== Exercise details ==
In the material below, find the line with "PR #694, opened 2024-02-21" and the line with "- When performing", then output those two lines and every line between them, exactly.
•••
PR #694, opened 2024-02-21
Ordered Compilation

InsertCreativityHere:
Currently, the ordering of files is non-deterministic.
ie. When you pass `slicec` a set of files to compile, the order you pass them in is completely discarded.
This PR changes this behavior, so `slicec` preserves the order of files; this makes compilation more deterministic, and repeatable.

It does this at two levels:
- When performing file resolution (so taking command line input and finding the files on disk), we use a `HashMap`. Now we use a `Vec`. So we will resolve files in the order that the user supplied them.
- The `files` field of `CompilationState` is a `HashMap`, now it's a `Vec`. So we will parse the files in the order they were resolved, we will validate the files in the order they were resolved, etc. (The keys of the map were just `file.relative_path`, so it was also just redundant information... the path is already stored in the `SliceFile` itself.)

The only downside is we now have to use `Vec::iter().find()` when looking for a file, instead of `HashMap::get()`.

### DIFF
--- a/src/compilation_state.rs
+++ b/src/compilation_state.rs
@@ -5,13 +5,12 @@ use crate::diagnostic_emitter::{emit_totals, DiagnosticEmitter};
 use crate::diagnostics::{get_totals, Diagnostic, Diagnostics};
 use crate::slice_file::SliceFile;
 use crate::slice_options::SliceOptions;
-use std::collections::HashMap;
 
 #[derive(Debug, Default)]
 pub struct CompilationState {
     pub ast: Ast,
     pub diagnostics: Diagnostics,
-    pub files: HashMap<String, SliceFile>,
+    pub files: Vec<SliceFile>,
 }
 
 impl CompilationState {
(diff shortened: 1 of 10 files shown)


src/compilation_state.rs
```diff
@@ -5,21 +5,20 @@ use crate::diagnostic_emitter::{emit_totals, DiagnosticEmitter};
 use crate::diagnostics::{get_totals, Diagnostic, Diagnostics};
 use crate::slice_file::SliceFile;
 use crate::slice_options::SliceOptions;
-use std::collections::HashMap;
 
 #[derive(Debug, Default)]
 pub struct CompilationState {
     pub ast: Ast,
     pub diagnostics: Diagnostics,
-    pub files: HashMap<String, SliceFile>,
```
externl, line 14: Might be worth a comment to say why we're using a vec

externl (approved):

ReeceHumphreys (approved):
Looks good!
•••
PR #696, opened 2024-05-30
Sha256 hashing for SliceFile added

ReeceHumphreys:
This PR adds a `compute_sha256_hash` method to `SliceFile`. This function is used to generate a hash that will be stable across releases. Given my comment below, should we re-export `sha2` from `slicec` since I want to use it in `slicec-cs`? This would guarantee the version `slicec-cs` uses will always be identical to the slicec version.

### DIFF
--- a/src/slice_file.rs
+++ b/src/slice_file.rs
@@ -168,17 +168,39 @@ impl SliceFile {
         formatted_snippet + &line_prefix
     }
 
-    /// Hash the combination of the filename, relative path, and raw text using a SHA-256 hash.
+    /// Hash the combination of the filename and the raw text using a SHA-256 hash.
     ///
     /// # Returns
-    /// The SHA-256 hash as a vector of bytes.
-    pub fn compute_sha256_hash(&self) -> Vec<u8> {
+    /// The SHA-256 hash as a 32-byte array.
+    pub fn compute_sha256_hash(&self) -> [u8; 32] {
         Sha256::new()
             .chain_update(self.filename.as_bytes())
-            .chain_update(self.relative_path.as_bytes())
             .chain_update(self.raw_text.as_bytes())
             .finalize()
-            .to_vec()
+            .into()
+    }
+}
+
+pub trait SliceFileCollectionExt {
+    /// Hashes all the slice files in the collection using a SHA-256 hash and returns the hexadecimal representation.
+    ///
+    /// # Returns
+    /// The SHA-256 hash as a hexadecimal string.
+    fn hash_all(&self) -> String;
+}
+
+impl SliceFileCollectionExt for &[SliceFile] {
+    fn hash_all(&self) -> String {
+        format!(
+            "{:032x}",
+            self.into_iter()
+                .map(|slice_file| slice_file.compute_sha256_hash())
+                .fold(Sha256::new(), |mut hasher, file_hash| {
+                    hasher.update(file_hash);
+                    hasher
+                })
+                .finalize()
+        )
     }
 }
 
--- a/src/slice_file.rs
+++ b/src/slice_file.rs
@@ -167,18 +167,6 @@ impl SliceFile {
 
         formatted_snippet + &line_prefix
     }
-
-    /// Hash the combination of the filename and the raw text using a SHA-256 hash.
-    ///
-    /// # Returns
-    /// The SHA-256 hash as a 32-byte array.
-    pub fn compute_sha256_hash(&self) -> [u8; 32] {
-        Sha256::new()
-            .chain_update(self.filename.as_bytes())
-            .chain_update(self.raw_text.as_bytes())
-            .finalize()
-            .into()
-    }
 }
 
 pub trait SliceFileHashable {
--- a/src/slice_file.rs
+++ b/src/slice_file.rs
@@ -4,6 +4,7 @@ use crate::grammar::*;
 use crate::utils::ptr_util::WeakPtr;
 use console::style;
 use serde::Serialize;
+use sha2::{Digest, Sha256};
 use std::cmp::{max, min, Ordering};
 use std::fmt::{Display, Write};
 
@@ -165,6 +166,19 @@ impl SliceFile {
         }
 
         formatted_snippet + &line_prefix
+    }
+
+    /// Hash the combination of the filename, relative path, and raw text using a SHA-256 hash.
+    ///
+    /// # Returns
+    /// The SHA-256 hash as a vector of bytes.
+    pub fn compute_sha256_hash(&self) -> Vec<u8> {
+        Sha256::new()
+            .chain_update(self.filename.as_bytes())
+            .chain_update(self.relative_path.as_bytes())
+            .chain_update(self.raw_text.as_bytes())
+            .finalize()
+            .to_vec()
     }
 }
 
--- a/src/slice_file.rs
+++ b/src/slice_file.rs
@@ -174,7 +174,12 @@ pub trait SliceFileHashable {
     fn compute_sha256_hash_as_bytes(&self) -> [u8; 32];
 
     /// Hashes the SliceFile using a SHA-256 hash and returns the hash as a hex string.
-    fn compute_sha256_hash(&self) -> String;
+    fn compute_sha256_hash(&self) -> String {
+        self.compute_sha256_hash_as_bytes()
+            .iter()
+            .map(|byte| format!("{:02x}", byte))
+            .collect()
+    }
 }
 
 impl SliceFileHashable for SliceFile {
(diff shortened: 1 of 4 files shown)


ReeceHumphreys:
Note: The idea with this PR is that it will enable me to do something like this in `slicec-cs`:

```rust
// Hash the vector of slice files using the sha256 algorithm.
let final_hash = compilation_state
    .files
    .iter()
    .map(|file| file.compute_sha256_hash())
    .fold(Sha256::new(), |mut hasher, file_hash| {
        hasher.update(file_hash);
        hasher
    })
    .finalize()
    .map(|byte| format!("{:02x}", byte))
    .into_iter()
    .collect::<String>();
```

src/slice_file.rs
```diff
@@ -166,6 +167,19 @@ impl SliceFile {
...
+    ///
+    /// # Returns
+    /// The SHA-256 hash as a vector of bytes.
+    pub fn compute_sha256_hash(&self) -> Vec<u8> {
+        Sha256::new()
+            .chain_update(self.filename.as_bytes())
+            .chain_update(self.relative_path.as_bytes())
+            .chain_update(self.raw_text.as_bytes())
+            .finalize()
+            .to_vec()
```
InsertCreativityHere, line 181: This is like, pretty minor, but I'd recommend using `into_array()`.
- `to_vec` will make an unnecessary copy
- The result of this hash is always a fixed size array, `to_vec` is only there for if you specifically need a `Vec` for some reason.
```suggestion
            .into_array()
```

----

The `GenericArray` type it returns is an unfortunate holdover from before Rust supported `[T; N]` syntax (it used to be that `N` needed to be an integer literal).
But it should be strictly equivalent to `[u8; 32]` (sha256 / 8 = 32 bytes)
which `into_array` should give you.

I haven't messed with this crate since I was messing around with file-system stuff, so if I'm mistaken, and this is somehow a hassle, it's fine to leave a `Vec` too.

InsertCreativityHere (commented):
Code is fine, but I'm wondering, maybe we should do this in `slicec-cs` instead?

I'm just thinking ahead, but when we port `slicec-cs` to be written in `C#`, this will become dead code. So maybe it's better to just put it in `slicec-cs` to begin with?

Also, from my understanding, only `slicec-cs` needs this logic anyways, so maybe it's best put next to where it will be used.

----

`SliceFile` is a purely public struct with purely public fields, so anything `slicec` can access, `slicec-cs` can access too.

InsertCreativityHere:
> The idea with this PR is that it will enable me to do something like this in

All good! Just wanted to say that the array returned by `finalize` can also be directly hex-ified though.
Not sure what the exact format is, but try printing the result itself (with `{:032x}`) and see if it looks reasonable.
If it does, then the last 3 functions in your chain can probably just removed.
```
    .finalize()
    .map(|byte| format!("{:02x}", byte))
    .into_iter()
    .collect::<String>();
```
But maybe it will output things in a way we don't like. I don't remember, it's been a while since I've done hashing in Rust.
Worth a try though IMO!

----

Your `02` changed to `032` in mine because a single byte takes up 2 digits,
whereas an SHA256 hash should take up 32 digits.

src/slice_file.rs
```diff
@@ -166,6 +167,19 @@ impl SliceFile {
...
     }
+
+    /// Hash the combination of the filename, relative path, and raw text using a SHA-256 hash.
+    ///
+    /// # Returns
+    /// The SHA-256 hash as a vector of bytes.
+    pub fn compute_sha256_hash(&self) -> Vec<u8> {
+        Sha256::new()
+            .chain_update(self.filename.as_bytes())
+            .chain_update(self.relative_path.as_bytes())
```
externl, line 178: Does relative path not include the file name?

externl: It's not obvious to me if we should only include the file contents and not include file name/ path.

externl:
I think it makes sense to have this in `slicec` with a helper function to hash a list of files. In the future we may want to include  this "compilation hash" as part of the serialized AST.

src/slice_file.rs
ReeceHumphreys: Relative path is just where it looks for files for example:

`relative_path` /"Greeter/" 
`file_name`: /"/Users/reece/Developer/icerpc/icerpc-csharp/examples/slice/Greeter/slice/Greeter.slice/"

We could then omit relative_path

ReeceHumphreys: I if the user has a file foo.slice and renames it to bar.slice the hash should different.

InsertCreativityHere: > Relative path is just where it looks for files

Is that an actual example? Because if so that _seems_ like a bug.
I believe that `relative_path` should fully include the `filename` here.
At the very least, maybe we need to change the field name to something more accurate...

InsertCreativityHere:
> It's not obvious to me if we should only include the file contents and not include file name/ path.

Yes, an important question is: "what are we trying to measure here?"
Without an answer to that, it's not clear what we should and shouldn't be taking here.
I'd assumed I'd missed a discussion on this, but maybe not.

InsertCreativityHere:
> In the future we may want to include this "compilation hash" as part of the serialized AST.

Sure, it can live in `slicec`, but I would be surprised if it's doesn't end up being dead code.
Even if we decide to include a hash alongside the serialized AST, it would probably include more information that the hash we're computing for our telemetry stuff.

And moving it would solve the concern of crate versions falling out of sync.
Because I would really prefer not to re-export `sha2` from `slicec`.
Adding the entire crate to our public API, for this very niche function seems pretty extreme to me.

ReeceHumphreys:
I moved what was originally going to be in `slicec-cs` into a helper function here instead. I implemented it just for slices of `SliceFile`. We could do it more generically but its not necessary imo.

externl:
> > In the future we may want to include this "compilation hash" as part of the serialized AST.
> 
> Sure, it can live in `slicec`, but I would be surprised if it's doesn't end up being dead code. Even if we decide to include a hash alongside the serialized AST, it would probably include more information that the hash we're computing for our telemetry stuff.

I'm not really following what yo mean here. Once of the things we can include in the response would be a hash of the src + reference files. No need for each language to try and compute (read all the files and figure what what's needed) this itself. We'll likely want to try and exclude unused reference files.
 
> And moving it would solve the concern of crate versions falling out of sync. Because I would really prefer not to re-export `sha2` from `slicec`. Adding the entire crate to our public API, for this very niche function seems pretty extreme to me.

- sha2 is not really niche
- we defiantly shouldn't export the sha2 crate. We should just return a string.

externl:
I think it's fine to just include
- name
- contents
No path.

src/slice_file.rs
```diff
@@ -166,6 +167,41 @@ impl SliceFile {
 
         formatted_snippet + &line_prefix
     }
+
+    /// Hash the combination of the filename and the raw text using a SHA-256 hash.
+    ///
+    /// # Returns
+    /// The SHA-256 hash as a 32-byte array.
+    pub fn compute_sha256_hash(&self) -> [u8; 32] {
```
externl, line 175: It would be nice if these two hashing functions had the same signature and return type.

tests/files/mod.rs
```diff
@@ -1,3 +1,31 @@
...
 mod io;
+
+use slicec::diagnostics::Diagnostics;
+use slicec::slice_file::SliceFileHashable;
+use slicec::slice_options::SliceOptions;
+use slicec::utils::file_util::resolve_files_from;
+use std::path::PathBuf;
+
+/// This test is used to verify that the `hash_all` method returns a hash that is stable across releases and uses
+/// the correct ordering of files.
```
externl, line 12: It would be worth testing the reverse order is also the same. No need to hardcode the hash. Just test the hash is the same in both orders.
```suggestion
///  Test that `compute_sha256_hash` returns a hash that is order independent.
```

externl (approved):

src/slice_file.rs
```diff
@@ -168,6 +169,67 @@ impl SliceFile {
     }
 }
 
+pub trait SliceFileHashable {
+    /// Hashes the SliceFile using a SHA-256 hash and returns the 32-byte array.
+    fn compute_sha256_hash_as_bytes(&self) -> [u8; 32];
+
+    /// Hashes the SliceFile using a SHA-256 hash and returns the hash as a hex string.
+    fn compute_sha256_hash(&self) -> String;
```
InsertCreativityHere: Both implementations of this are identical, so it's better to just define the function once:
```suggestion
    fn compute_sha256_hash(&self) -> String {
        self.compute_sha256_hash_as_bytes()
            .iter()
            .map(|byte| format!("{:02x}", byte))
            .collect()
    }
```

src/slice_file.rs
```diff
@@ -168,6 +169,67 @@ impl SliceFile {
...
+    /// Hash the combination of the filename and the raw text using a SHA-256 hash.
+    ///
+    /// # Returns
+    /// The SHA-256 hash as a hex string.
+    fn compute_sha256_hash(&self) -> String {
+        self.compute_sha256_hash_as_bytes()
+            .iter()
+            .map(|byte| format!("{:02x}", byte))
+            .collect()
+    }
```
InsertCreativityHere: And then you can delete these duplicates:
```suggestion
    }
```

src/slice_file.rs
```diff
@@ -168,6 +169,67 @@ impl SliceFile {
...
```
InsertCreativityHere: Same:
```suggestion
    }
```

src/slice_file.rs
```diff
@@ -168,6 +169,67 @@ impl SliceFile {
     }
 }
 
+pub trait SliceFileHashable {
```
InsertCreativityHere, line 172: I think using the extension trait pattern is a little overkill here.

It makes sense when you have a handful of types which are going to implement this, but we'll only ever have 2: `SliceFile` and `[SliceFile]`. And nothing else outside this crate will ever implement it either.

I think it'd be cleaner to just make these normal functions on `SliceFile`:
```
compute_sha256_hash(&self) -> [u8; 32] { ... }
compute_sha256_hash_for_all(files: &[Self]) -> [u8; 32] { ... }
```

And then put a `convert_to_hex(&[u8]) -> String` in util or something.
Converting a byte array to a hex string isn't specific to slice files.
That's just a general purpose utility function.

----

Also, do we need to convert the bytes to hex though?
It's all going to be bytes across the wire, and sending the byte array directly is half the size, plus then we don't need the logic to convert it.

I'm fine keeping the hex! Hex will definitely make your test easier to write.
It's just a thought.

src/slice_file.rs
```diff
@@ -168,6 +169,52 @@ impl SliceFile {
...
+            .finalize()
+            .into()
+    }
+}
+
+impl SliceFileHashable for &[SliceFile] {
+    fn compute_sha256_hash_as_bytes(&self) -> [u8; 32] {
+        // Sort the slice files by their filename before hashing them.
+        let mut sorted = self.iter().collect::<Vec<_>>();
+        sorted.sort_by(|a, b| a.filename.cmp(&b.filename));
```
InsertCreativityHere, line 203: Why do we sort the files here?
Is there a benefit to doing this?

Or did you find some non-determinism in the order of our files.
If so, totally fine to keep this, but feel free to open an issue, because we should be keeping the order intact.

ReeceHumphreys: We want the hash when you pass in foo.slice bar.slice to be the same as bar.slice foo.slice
•••
== Response to this task ==
PR #694, opened 2024-02-21
Ordered Compilation

InsertCreativityHere:
Currently, the ordering of files is non-deterministic.
ie. When you pass `slicec` a set of files to compile, the order you pass them in is completely discarded.
This PR changes this behavior, so `slicec` preserves the order of files; this makes compilation more deterministic, and repeatable.

It does this at two levels:
- When performing file resolution (so taking command line input and finding the files on disk), we use a `HashMap`. Now we use a `Vec`. So we will resolve files in the order that the user supplied them.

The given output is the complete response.